# Proving that a product of two compact metric spaces is compact. (basic real analysis)

I'm not really sure if this sort of question is frowned upon here, but I don't understand a proposed solution to an exercise I was given. Let me know if it's an inappropriate question and I won't ask similar ones again.

Let K be a compact metric space with metric d.

Exercise: Show that the product $K \times K$ with the metric $d_{MH}((x_1,x_2)(y_1,y_2)) = d(x_1,y_1) + d(x_2,y_2)$ is compact.

Solution (or at least the part of it I'm not understanding):

"Now if we let $(z_n) = (x_n,y _n)$ be a sequence in $K\times K$. Then $x_n$ is a sequence in K, so has a convergent subsequence, say ${x_n}_k$, which converges to some $x\in K$. The corresponding subsequence ${y_n}_k$ is again a sequence in K, so has a convergent subsequence, say ${{y_n}_k}_l$, which converges to $y \in K$. Then ${{x_n}_k}_l$ is a subsequence of the convergent sequence ${x_n}_k$, so it converges to the same element x."
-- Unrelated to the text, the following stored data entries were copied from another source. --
PR #868, opened 2020-01-27
Pulse simulator tutorial using Duffing oscillator models

DanPuzzuoli:
### Update Feb 4:

I'm now happy with the current status of the tutorial, and am looking for comments!

### Summary

A tutorial demonstrating the `PulseSimulator` use-case of the user defining their own model, then running pulse simulations on it.

This is a work in progress; comments welcome! 

### Details and comments

Steps in the tutorial:
- A 2 qubit model using a Duffing oscillator model is defined
- A calibration routine is run to calibrate a pi pulse on each qubit (ripped from Dave's original example notebook)
- Using the calibrated pi pulse, state-dependent CR oscillations are demonstrated (it is shown using the bloch sphere that trajectory of the target qubit changes depending on the state of the driven qubit)


lcapelluto:
Awesome! I'd recommend renaming the tutorials to describe what they do, and make this into two separate PRs so that the one that is more ready doesn't have to wait on second one (and it is kinder to the reviewers)

aasfaw:
This might be a great fit for the textbook. What do you think, @DanPuzzuoli and @nonhermitian? It seems to work well with the theme of pedagogically presenting something and using qiskit to do it.

DanPuzzuoli:
I leave it up to you guys to decide. What are the standards for the textbook vs a tutorial; would anything need to be done to adapt it? @zachschoenfeld33 has been thinking about pulse sim textbook stuff as well.

nkanazawa1989:
Looks great! This is very useful notebook for hands-on events and lectures.
I have some comments

- model description
  - is there any reason not to use capital `J` for the coupling constant? it may look like imaginary number, especially for electronic engineers. also there is inconsistency of terms in the model description and the code, eg _frequency nu_ vs _oscillator_freqs_. they should be unified. 
  - it is better to write full two qubit Hamiltonian after Cell4 because the control channel doesn't appear in the model, but we will use it in the same notebook. also it is better to write relationship of their notations in the model (D, U, M) and pulse channel representations (pulse.DriveChannel, pulse.ControlChannel, pulse.MeasureChannel). I know measurement channel is not actually simulated.
  - as a simulator tutorial, it may be better to briefly explain how the simulator calculate the dynamics.

- pulse part
  - why you don't show pulse sequence? (ie `sched[0].draw()`?)

below is not related to the notebook but just from curiosity.
- why `dt` is stored in `PulseSystemModel` class? it is more natural to be in the qobj configuration.
- what is the reason of CR Rabi rate dependency on control qubit state? I guess there is strong IX interaction induced by higher levels and it is interesting to run echo sequence to remove this (this also shows the validity of physical model).

lcapelluto:
1.  Should provide some kind of definition or introduction to what a duffing osc model is in the first paragraph
 2 . This is also a good place to motivate the usage of the model. There is a sentence there listing "duffing model, example 1, example 2". As far as I understand, the model allows you to do the following two examples. You have to specify _some_ kind of model for qubit behavior to start doing any simulations of pulse-level qubit behavior, right? This relationship should be explained right away. What is the relationship between example 1 and 2? Can a reader skip to example 2 if they want, or is example 2 built on example 1?

#### Duffing system model

1. Think about swapping how you present the info: if you start with the physics, then the reader has the topic motivation and knows what they are working towards. Then, when you explain that it fits into the simulator as a `PulseSystemModel` with the convenient `duffing_system_model` function, they understand why they want that. This also leads you right into the next code block, where `duffing_system_model` is used. 
2. You could consider waiting to mention and explain `PulseSystemModel` altogether after the code block. They don't really need to know about it until they have just made one, as extra context.
3. `# time` comment over `dt` should be a little more specific ("timestep" or "sample duration" or "timescale")

#### Cross-resonance `ControlChannel` indices

1. first sentence: `the object` (I'd wonder, what object?) should be replaced with `two_qubit_model`
2. `E.g.` ... is providing an example of what is stated in the first sentence; should it follow that sentence rather than beginning a new paragraph?

#### Example 1

1. Would you mind replacing `pulse_lib.X` with the parametric pulses? This isn't that important, but I think it could be nice.
2. I like your `qubit_populations_from_memory` function! I've been thinking for a while about looking into the results object and adding some utility functions like this to terra

#### Example 2
1. `## Drive qubit 1 to observe CR oscillations on qubit 0` this is part of example 2, right? It should be a subheader of Ex 2, not the same level (`###`)

DanPuzzuoli:
Thanks for the comments! 

@nkanazawa1989 
> * model description
>   
>   * is there any reason not to use capital `J` for the coupling constant? it may look like imaginary number, especially for electronic engineers. also there is inconsistency of terms in the model description and the code, eg _frequency nu_ vs _oscillator_freqs_. they should be unified.

There is no reason for using `j` over `J` 😄 . In the string representation being used behind the scenes it is necessary to use lower case letters for coefficients, and I just carried that over when writing this. If it is standard physics notation I can change it to `J` (I gather that it is).

For the nu/oscillator_freqs, I think I want to keep it as is. In the simulator code the argument name is already set to `oscillator_freqs`.

>   * it is better to write full two qubit Hamiltonian after Cell4 because the control channel doesn't appear in the model, but we will use it in the same notebook. also it is better to write relationship of their notations in the model (D, U, M) and pulse channel representations (pulse.DriveChannel, pulse.ControlChannel, pulse.MeasureChannel). I know measurement channel is not actually simulated.

I think I may actually move the Hamiltonian description all the way up to the beginning of the notebook, as per @lcapelluto's comments. I like the idea of motivating the physics in a somewhat self-contained way at the beginning before getting into the code.

I agree that the channel naming/usage could be made more clear, especially in relation to the control channels. I'll try to do this in the next round of changes.

>   * as a simulator tutorial, it may be better to briefly explain how the simulator calculate the dynamics.

I'll try to think of where it is natural to do this.

> * pulse part
>   
>   * why you don't show pulse sequence? (ie `sched[0].draw()`?)
> 

👍 I'll add a cell drawing one of the schedules.

> below is not related to the notebook but just from curiosity.
> 
> * why `dt` is stored in `PulseSystemModel` class? it is more natural to be in the qobj configuration.

I agree to some extent; though I think in this particular context it is natural. If `PulseSystemModel` is meant to be the 'simulation/model version' of a real pulse backend, then it does make sense for `dt` to be stored here, as this is a property of the system as a whole (which includes the control electronics, which do have a fixed sample rate).

> * what is the reason of CR Rabi rate dependency on control qubit state? I guess there is strong IX interaction induced by higher levels and it is interesting to run echo sequence to remove this (this also shows the validity of physical model).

Question: Why do we need the sub subsequences: ${{x_n}_k}_l$ and ${{y_n}_k}_l$? I thought it was sufficient to show that all sequences had a convergent subsequence in order to show that $K\times K$ was compact.

We cannot use the subsequence $(x_{nk}, y_{nk})$ of $(x_n, y_n)$ because although the subsequence $x_{nk}$ of $x_n$ is convergent, there is no guarantee that the corresponding $y_{nk}$ of $y_n$ is convergent. But $y_{nk}$ must have a convergent subsequence and its corresponding subsequence in $x_{nk}$ must also be convergent (being a subsequence of a convergent sequence). This gives us a convergent subsequence of $(x_{nk}, y_{nk})$ and hence a convergent subsequence of $(x_n, y_n)$.